Я прислонилась лбом к створке, стараясь отдышаться.
— Почему проклятый в тебе?
— Кирилл попросил об услуге, я не смогла отказать.
— Я спрашивала не «как», а «почему»?
— Ты бы легла по собственной воле на алтарь? С блаженной улыбкой и светом мученицы в глазах?
— Я бы дралась до самого конца.
— Я бы тоже, но даже этого меня лишили.
Мы замолчали, больше говорить не о чем. Сами по себе мы друг другу вряд ли были интересны.
Следующий час я скрупулезно простукивала стены, так как продолжала надеяться на чудо, да и неподвижно сидеть и ждать было выше моих сил. Влада таких неудобств не испытывала, лишь иногда морщилась из-за постоянного стука.
— Ищешь тайный ход? — в конце концов не выдержала она.
Я дернула плечом, предлагая ей заниматься своими делами, если таковые, кроме неподвижного сидения на полу, имеются. Все, что она рассказала, походило на правду. Очень походило. Но когда на кону жизнь Алисы, я не могла себе позволить такую роскошь, как слепая вера. О Владе я посоветовала себе не думать, ни о ней, ни о ее судьбе. Святые, опять выбор, от которого становится тошно. Либо дочь, либо эта девушка, не так давно вышедшая из детского возраста. Все очевидно, не так ли? Противно осознавать собственную готовность пойти на жертву за счет другого.

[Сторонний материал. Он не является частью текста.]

PR #6287, opened 2023-07-14
fix(ci): Fix CI issues

roninjin10:
Update ci builder and also do a temporary fix to fix ci while ci builder is redeployed

PR #6303, opened 2023-07-15
chore: More robust caching strategy for pnpm installs in circle ci

roninjin10:
Changes our caching strategy to only cache based on pnpm-lockfile.yaml instead of packages/*/package.json. This has 2 advantages:
- Removes false cache misses when the package.json changes but the deps didn't
- Makes the circle config more robust to breakage. We don't have to manually keep it in sync everytime we add and remove a package
  - This protects us since the first time we add a new package it will work and pass checks and possibly merge if we forget and then fail on second run when cache is badly populated

### DIFF
--- a/.circleci/config.yml
+++ b/.circleci/config.yml
@@ -115,20 +115,23 @@ jobs:
           name: Restore PNPM Package Cache
           keys:
             - pnpm-packages-v2-{{ checksum "pnpm-lock.yaml" }}
+      # Fetch node_modules into the pnpm store
+      # This will cache node_modules based on pnpm-lock so other steps can instantly install them with `pnpm install --prefer-offline`
+      # --prefer-offline installs node_modules instantly by just reading from cache if it exists rather than fetching from network
+      # when installing node_modules pnpm simply adds symlinks instead of copying the files which is why it is pretty much instant to run --prefer-offline
+      # this allows a caching strategy of only checking pnpm-lockfile so we don't have to keep it in sync with our packages
+      # For more information see https://pnpm.io/cli/fetch
       - run:
-          name: Install dependencies
-          command: pnpm install --frozen-lockfile
+          name: Fetch dependencies
+          command: pnpm fetch --frozen-lockfile --prefer-offline
       - save_cache:
           name: Save PNPM Package Cache
           key: pnpm-packages-v2-{{ checksum "pnpm-lock.yaml" }}
           paths:
             - "node_modules"
-            - "packages/chain-mon/node_modules"
-            - "packages/common-ts/node_modules"
-            - "packages/contracts-bedrock/node_modules"
-            - "packages/core-utils/node_modules"
-            - "packages/sdk/node_modules"
-            - "packages/contracts-ts/node_modules"
+      - run:
+          name: Install dependencies
+          command: pnpm install --frozen-lockfile --offline
       - run:
           name: print forge version
           command: forge --version
@@ -327,6 +330,10 @@ jobs:
           name: print forge version
           command: forge --version
           working_directory: packages/contracts-bedrock
+      # populate node modules from the cache
+      - run:
+          name: Install dependencies
+          command: pnpm install --frozen-lockfile --prefer-offline
       - run:
           name: test and generate coverage
           command: pnpm coverage:lcov
@@ -348,6 +355,10 @@ jobs:
       - checkout
       - check-changed:
           patterns: contracts-bedrock,op-node
+      # populate node modules from the cache
+      - run:
+          name: Install dependencies
+          command: pnpm install --frozen-lockfile --prefer-offline
       - run:
           name: print forge version
           command: forge --version
@@ -372,6 +383,10 @@ jobs:
             - pnpm-packages-v2-{{ checksum "pnpm-lock.yaml" }}
       - check-changed:
           patterns: contracts-bedrock,op-node
+      # populate node modules from the cache
+      - run:
+          name: Install dependencies
+          command: pnpm install --frozen-lockfile --prefer-offline
       - run:
           name: build contracts
           command: pnpm build
@@ -454,6 +469,10 @@ jobs:
       - checkout
       - check-changed:
           patterns: contracts-bedrock
+      # populate node modules from the cache
+      - run:
+          name: Install dependencies
+          command: pnpm install --frozen-lockfile --prefer-offline
       - run:
           name: slither
           command: |
@@ -469,6 +488,10 @@ jobs:
           name: Restore PNPM Package Cache
           keys:
             - pnpm-packages-v2-{{ checksum "pnpm-lock.yaml" }}
+      # populate node modules from the cache
+      - run:
+          name: Install dependencies
+          command: pnpm install --frozen-lockfile --prefer-offline
       - check-changed:
           patterns: contracts-bedrock
       - run:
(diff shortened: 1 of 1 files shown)


roninjin10:
* develop
  * **PR #6287** <a href="https://app.graphite.dev/github/pr/ethereum-optimism/optimism/6287" target="_blank">Graphite</a> 
    * **PR #6210** <a href="https://app.graphite.dev/github/pr/ethereum-optimism/optimism/6210" target="_blank">Graphite</a> 
      * **PR #6303** <a href="https://app.graphite.dev/github/pr/ethereum-optimism/optimism/6303" target="_blank">Graphite</a>  👈

This comment was auto-generated by [Graphite](https://app.graphite.dev/github/pr/ethereum-optimism/optimism/6303?utm_source=stack-comment).

roninjin10:
CI won't actually pass until ci builder is updated to have yarn

mslipper (approved):

tynes (approved):

roninjin10:
This looks good to merge since CI passed

roninjin10:
It's stacked on my own pr though so don't merge it til that one merges

tynes (changes requested):
This has merge conflicts in it now

tynes:
@roninjin10 I just rebased this

roninjin10:
@tynes oops I likely just force pushed over your changes

I noticed a bunch of unnecessary stuff in the config. Will likely reset to your rebase @tynes and then open a new pr for that. e.g. stuff that doesn't depend on node_modules was still restoring cache etc.

Don't merge this til I remove the save-cache. The save-cache should only exist in the monorepo job

.circleci/config.yml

— Если и найдешь, этот выход ничем не лучше того, — она указала на входную дверь, — он тоже не откроется перед посторонним.
— Сиди и плачь. Или молись, — зло посоветовала я и вернулась к прерванному занятию.
Наверное, можно было уже успокоиться, так как каждая стена была простукана и прощупана не по одному разу, но я еще надеялась на чудо.
— Я уже молила Высших, там, на горе правды, когда просила оставить жизнь мне и ребенку, — я развернулась на пятках и уставилась на девушку, мысль, пришедшая внезапно, была настолько простой, что я засомневалась, а не обернется ли еще одна идея жестоким разочарованием. — Они оставили, — девушка сникла.